[[ Data in this exercise, beginning ]]
PR #180, opened 2026-04-18
Add SE3 low-pass filter C++ library and Python bindings

crisiumnih:
Refers #173 
- Adds a new `roboplan_filters` C++ package.
- Implements `SE3LowPassFilter` for first-order filtering of SE3 poses.
- Adds Python bindings under `roboplan.filters`.
- Adds C++ and Python tests for the filter.


roboplan/include/roboplan/filters/se3_low_pass_filter.hpp
```diff
@@ -0,0 +1,44 @@
...
+
+  /// @brief Checks whether the filter has an active filtered state.
+  /// @return True if the filter has been initialized by reset() or update().
+  bool isInitialized() const;
+
+private:
+  double tau_;
+  bool initialized_;
+  Eigen::Vector3d filtered_position_;
+  Eigen::Quaterniond filtered_quaternion_;
```
sea-bass, line 48: could you add docstrings to these too?

sea-bass (commented):
Overall looks good! Two high level suggestions:

1. Rather than making a new `roboplan_filters` package, maybe just include these as a subfolder in the existing `roboplan` package as this seems like it belongs in the core. Just make sure it's a separate cmake target so you can have e.g. `roboplan::roboplan` and `roboplan::filters` both exported.
2. Ensure the IK examples are using these new bindings, and delete the old ones that exist on the pure Python side too!

crisiumnih:
> 1. Rather than making a new `roboplan_filters` package, maybe just include these as a subfolder in the existing `roboplan` package as this seems like it belongs in the core. Just make sure it's a separate cmake target so you can have e.g. `roboplan::roboplan` and `roboplan::filters` both exported.

Ok got it! That makes more sense

roboplan/test/test_se3_low_pass_filter.cpp
```diff
@@ -0,0 +1,87 @@
...
+}  // namespace
+
+TEST(SE3LowPassFilterTest, ConstructorDefaults) {
+  const SE3LowPassFilter filter;
+
+  EXPECT_DOUBLE_EQ(filter.tau(), 0.1);
+  EXPECT_FALSE(filter.isInitialized());
+}
+
+TEST(SE3LowPassFilterTest, SetTau) {
```
sjahr: I think we dont need setter and getter tests

roboplan/test/test_se3_low_pass_filter.cpp
```diff
@@ -0,0 +1,87 @@
...
+pinocchio::SE3 makePose(const Eigen::Vector3d& translation, const Eigen::Quaterniond& quaternion) {
+  return pinocchio::SE3(quaternion.normalized().toRotationMatrix(), translation);
+}
+
+}  // namespace
+
+TEST(SE3LowPassFilterTest, ConstructorDefaults) {
+  const SE3LowPassFilter filter;
+
+  EXPECT_DOUBLE_EQ(filter.tau(), 0.1);
```
sjahr: This check can be removed so we dont need to update this test when the default value changes

sjahr (approved):
Thanks for addressing this!
Just a minor non-blocking comment, but otherwise this looks good 😄

roboplan/test/test_se3_low_pass_filter.cpp
crisiumnih: okays

roboplan/src/filters/se3_low_pass_filter.cpp
```diff
@@ -0,0 +1,43 @@
...
+  if (!initialized_) {
+    reset(target_pose);
+    return target_pose;
+  }
+
+  const double alpha = 1.0 - std::exp(-dt / tau_);
+
+  filtered_position_ = filtered_position_ + alpha * (target_position - filtered_position_);
+  filtered_quaternion_ = filtered_quaternion_.slerp(alpha, target_quaternion);
+  filtered_quaternion_.normalize();
```
sea-bass: given that the initialized and target quaternions are already normalized, do we need to re-normalize after the `slerp`?

sea-bass (approved):
Just tested it and it works great -- thanks!

One optional comment/question remaining

roboplan/src/filters/se3_low_pass_filter.cpp
crisiumnih: tbh im confused too, i probably missed this my bad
[[ Data in this exercise, end ]]
▶ **Action item**: The records above are to be copied out exactly, line for line.

▶ **Solution to the exercise**:
PR #180, opened 2026-04-18
Add SE3 low-pass filter C++ library and Python bindings

crisiumnih:
Refers #173 
- Adds a new `roboplan_filters` C++ package.
- Implements `SE3LowPassFilter` for first-order filtering of SE3 poses.
- Adds Python bindings under `roboplan.filters`.
- Adds C++ and Python tests for the filter.


roboplan/include/roboplan/filters/se3_low_pass_filter.hpp
```diff
@@ -0,0 +1,44 @@
...
+
+  /// @brief Checks whether the filter has an active filtered state.
+  /// @return True if the filter has been initialized by reset() or update().
+  bool isInitialized() const;
+
+private:
+  double tau_;
+  bool initialized_;
+  Eigen::Vector3d filtered_position_;
+  Eigen::Quaterniond filtered_quaternion_;
```
sea-bass, line 48: could you add docstrings to these too?

sea-bass (commented):
Overall looks good! Two high level suggestions:

1. Rather than making a new `roboplan_filters` package, maybe just include these as a subfolder in the existing `roboplan` package as this seems like it belongs in the core. Just make sure it's a separate cmake target so you can have e.g. `roboplan::roboplan` and `roboplan::filters` both exported.
2. Ensure the IK examples are using these new bindings, and delete the old ones that exist on the pure Python side too!

crisiumnih:
> 1. Rather than making a new `roboplan_filters` package, maybe just include these as a subfolder in the existing `roboplan` package as this seems like it belongs in the core. Just make sure it's a separate cmake target so you can have e.g. `roboplan::roboplan` and `roboplan::filters` both exported.

Ok got it! That makes more sense

roboplan/test/test_se3_low_pass_filter.cpp
```diff
@@ -0,0 +1,87 @@
...
+}  // namespace
+
+TEST(SE3LowPassFilterTest, ConstructorDefaults) {
+  const SE3LowPassFilter filter;
+
+  EXPECT_DOUBLE_EQ(filter.tau(), 0.1);
+  EXPECT_FALSE(filter.isInitialized());
+}
+
+TEST(SE3LowPassFilterTest, SetTau) {
```
sjahr: I think we dont need setter and getter tests

roboplan/test/test_se3_low_pass_filter.cpp
```diff
@@ -0,0 +1,87 @@
...
+pinocchio::SE3 makePose(const Eigen::Vector3d& translation, const Eigen::Quaterniond& quaternion) {
+  return pinocchio::SE3(quaternion.normalized().toRotationMatrix(), translation);
+}
+
+}  // namespace
+
+TEST(SE3LowPassFilterTest, ConstructorDefaults) {
+  const SE3LowPassFilter filter;
+
+  EXPECT_DOUBLE_EQ(filter.tau(), 0.1);
```
sjahr: This check can be removed so we dont need to update this test when the default value changes

sjahr (approved):
Thanks for addressing this!
Just a minor non-blocking comment, but otherwise this looks good 😄

roboplan/test/test_se3_low_pass_filter.cpp
crisiumnih: okays

roboplan/src/filters/se3_low_pass_filter.cpp
```diff
@@ -0,0 +1,43 @@
...
+  if (!initialized_) {
+    reset(target_pose);
+    return target_pose;
+  }
+
+  const double alpha = 1.0 - std::exp(-dt / tau_);
+
+  filtered_position_ = filtered_position_ + alpha * (target_position - filtered_position_);
+  filtered_quaternion_ = filtered_quaternion_.slerp(alpha, target_quaternion);
+  filtered_quaternion_.normalize();
```
sea-bass: given that the initialized and target quaternions are already normalized, do we need to re-normalize after the `slerp`?

sea-bass (approved):
Just tested it and it works great -- thanks!

One optional comment/question remaining

roboplan/src/filters/se3_low_pass_filter.cpp
crisiumnih: tbh im confused too, i probably missed this my bad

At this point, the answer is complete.